## SOURCE DATA
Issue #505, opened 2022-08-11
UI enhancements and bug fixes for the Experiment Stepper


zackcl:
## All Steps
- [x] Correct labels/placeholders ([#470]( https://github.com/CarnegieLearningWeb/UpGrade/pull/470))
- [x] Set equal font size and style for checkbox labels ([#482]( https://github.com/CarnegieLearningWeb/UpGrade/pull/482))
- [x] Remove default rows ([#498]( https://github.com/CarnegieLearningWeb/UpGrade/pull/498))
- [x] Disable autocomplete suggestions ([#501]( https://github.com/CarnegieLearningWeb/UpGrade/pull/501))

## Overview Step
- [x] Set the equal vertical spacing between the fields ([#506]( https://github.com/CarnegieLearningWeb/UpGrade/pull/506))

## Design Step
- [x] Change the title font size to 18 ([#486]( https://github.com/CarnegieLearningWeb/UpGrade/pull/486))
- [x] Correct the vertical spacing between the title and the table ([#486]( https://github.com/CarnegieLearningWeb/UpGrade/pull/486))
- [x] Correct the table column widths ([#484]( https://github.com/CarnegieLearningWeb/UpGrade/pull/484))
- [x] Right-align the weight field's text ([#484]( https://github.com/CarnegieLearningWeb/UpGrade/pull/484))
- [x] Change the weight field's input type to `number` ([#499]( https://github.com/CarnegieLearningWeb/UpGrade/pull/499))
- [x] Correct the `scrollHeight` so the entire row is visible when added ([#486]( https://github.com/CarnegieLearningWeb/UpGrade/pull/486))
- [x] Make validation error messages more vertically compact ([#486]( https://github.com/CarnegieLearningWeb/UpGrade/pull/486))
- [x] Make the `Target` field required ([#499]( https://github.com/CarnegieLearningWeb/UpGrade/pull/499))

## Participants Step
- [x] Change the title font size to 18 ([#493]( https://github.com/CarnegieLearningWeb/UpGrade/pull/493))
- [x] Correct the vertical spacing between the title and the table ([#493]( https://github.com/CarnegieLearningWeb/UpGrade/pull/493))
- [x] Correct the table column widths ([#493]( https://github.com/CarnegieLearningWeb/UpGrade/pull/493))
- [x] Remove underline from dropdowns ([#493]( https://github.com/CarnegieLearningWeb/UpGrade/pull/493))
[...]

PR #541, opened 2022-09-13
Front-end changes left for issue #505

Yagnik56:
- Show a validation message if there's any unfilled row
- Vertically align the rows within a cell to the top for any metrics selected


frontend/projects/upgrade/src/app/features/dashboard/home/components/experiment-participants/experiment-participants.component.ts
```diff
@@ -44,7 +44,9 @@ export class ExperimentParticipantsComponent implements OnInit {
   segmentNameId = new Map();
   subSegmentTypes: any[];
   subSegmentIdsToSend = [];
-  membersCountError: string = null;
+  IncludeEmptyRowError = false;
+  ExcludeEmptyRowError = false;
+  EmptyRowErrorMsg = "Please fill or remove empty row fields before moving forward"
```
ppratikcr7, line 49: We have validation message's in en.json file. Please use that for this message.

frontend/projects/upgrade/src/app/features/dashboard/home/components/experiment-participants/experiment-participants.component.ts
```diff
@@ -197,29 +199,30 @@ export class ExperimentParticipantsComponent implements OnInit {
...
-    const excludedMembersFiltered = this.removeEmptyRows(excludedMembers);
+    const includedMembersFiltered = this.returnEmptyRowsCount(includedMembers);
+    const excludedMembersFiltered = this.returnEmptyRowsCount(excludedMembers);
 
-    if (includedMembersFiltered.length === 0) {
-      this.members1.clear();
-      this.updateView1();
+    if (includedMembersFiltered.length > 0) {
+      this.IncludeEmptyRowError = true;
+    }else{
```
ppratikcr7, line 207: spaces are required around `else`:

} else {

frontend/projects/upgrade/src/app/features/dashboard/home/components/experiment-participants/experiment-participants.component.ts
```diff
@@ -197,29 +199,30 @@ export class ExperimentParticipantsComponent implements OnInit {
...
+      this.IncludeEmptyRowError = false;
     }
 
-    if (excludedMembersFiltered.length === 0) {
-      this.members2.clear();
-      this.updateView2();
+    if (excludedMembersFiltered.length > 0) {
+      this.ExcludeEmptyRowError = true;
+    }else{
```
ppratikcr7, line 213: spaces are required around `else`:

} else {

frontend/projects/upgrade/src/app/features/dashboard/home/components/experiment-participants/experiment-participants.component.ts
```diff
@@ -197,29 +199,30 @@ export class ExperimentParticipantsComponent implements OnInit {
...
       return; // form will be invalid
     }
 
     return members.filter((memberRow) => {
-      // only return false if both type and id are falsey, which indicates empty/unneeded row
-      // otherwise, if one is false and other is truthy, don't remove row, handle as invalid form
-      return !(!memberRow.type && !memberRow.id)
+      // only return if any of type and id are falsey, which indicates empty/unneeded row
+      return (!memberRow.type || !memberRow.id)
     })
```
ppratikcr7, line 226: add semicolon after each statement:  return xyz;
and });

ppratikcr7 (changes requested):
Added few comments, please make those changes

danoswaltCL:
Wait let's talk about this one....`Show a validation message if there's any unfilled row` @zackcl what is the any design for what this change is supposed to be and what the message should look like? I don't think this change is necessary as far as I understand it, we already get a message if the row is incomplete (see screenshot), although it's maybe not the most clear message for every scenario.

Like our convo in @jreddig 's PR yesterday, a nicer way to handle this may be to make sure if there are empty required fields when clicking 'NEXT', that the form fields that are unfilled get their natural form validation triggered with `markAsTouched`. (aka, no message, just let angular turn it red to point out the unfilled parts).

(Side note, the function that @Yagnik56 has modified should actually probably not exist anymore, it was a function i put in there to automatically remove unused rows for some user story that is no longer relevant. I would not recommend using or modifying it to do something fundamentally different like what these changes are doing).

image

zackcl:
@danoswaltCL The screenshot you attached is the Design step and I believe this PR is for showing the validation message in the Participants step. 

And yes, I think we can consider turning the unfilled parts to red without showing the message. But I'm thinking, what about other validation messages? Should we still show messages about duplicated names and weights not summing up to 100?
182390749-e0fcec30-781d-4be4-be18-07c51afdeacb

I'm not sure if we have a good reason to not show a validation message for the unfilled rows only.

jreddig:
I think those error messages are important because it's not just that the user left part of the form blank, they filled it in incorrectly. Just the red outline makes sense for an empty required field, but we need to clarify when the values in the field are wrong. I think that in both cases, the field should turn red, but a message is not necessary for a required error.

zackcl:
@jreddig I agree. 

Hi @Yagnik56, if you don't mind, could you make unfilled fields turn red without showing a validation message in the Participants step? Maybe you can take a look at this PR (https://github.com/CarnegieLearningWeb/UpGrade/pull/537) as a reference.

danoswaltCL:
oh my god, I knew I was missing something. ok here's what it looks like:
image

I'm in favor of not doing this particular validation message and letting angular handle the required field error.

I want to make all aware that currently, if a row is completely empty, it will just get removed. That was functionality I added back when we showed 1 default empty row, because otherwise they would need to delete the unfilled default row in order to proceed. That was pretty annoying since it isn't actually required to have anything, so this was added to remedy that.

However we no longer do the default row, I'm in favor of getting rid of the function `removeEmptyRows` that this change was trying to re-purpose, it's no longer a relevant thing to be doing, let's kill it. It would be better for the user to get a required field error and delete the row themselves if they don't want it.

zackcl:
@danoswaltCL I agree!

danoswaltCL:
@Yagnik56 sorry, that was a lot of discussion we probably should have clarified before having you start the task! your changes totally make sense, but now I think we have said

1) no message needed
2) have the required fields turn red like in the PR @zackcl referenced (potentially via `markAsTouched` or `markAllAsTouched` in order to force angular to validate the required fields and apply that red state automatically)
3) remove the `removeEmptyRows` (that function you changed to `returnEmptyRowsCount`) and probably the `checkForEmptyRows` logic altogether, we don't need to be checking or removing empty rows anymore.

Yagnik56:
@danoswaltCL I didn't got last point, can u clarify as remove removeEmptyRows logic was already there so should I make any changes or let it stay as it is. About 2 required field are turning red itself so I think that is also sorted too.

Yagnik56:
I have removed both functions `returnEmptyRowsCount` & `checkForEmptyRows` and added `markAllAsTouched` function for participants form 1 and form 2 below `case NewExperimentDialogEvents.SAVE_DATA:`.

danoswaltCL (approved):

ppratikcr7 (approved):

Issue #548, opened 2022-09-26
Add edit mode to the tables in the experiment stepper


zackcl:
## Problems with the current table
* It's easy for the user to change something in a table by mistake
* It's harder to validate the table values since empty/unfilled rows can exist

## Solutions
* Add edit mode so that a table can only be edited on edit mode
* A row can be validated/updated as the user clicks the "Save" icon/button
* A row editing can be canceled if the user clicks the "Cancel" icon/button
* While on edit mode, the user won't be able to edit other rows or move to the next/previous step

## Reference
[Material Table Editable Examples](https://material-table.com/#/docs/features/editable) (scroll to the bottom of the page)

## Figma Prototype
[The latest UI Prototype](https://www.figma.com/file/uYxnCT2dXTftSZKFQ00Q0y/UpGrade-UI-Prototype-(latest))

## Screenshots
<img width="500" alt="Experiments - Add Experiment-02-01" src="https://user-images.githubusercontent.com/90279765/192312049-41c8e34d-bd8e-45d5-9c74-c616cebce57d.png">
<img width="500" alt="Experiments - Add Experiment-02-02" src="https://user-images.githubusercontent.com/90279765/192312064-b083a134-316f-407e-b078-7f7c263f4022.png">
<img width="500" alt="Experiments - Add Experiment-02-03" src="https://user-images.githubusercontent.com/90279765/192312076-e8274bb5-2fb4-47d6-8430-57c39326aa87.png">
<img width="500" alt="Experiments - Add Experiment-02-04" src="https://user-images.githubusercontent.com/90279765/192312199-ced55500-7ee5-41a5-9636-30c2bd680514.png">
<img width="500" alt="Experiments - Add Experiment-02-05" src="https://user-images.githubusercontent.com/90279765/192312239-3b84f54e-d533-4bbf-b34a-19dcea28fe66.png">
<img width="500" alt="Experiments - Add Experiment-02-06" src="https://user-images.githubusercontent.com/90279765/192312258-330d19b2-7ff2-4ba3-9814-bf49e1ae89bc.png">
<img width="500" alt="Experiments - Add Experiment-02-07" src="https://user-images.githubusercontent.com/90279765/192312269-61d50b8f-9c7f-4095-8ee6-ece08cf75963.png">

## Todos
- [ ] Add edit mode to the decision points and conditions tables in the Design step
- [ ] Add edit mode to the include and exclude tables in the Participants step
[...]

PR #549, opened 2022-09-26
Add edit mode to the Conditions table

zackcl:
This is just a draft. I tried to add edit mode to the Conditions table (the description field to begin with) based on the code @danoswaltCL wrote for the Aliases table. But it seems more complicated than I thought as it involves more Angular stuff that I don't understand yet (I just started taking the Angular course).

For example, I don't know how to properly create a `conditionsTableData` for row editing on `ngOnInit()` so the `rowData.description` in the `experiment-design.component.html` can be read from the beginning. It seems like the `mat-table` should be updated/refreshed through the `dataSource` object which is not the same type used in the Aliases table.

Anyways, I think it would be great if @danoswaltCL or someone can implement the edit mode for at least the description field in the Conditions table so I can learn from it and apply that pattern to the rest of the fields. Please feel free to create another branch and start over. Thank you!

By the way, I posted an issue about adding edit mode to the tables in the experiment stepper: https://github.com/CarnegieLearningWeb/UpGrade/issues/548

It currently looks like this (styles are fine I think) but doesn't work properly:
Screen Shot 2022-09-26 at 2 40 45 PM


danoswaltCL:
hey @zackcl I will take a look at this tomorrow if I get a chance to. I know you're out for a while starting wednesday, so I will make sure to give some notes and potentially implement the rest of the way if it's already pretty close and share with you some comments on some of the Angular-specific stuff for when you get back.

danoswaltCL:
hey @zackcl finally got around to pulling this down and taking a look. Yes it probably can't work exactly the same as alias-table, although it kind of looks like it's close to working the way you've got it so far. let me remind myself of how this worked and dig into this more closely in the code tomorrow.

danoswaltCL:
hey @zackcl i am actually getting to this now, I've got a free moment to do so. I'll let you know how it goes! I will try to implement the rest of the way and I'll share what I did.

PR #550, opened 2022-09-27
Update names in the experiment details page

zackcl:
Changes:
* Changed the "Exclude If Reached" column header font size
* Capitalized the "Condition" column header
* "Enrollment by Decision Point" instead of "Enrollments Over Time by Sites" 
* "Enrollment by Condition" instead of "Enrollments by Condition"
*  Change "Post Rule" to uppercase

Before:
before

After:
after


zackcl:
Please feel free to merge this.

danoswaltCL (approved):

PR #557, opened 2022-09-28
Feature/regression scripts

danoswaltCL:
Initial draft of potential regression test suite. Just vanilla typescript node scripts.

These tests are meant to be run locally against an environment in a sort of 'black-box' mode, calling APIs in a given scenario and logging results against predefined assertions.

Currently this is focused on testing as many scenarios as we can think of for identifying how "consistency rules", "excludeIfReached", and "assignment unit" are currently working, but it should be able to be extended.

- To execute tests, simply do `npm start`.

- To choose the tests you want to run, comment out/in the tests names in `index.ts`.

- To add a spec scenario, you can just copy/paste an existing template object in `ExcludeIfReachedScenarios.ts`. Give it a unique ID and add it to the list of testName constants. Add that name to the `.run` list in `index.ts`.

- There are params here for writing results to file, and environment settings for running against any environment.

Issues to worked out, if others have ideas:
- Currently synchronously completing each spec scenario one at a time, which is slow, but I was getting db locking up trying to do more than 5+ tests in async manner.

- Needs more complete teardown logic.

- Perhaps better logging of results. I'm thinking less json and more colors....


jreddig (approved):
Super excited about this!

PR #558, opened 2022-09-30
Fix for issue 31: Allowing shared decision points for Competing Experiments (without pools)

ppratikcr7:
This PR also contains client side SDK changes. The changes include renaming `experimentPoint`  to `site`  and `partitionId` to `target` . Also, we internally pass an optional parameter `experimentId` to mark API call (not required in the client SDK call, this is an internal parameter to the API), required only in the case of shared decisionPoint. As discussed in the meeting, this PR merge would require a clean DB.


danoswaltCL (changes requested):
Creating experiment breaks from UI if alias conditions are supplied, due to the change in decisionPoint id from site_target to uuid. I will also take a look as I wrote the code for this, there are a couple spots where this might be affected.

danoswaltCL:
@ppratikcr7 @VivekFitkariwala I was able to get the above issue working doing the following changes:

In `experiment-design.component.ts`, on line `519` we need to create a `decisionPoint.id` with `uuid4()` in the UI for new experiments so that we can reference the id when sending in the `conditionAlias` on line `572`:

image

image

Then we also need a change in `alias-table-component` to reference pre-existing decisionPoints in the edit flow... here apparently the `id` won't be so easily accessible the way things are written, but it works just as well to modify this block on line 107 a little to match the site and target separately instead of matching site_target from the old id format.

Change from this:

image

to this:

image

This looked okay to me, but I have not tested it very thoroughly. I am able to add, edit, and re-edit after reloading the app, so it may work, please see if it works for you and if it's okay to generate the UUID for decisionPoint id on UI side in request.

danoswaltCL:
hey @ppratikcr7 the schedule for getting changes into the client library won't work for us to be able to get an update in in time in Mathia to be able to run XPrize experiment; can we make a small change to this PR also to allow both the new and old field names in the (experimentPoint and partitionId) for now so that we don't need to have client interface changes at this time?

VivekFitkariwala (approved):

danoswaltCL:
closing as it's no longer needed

## PROBLEM TO WORK ON
Every line that holds the word "works" should be copied from the listing.

## YOUR SOLUTION
Then we also need a change in `alias-table-component` to reference pre-existing decisionPoints in the edit flow... here apparently the `id` won't be so easily accessible the way things are written, but it works just as well to modify this block on line 107 a little to match the site and target separately instead of matching site_target from the old id format.
This looked okay to me, but I have not tested it very thoroughly. I am able to add, edit, and re-edit after reloading the app, so it may work, please see if it works for you and if it's okay to generate the UUID for decisionPoint id on UI side in request.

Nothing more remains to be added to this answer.